In the case, Bonni v. St. Joseph Health System (Case No. S244148), plaintiff Dr. Aram Bonni, a surgeon, alleged that defendants Mission Hospital Regional Medical Center and St. Joseph Hospital in Orange, retaliated against him after, in the interest of patient care, he complained about the robotic surgery program’s shortcomings. Dr. Bonnie alleged that his complaints resulted in the suspension of his hospital privileges and an unwarranted peer review. Thus, he sued based on California’s whistleblower statute, Health and Safety Code § 1278.5, which prohibits health facilities from retaliating against a medical staff member over a grievance, complaint, or report to the facility or its medical staff.
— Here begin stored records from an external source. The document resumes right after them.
PR #5138, opened 2022-11-16
Add payment flows documentation

RadoslavGeorgiev:
TBD


RadoslavGeorgiev:
The diagram in this PR was used as a part of our duplicate charges investigation, but was never polished enough for merging, and is already outdated. Now that we're working on https://github.com/Automattic/woocommerce-payments/issues/6673, we will be adding proper documentation there.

Dr. Bonni first complained in October 2009 to the vice president of medical affairs at Mission Hospital Regional Medical Center that its robotic surgery program was so understaffed that it directly and adversely affected patient care. He wrote in an email that he was unable to complete scheduled surgeries due to this issue. Just a few months later, he complained again to the same hospital officer. This time, he detailed a da Vinci robot malfunction he experienced when performing surgery December 22, 2009. He made further reports in 2010 about his concerns with the robotic program.

The hospitals responded to Dr. Bonni’s claim with an anti-Strategic Lawsuit Against Public Participation (anti-SLAPP), Code of Civil Procedure § 425.16, motion. They argued that all activities at issue in Dr. Bonni’s retaliation claim constituted protected peer-review activities and, further, the defendants’ actions “were motivated by concerns for patient safety because of plaintiff’s poor surgical technique.”

California’s anti-SLAPP statute allows defendants to seek early dismissal of harassing lawsuits concerning free speech. The trial court granted the anti-SLAPP motion brought forth by the hospitals. Dr. Bonni appealed, however—and won. This ruling is, no doubt, a significant victory for public health and safety.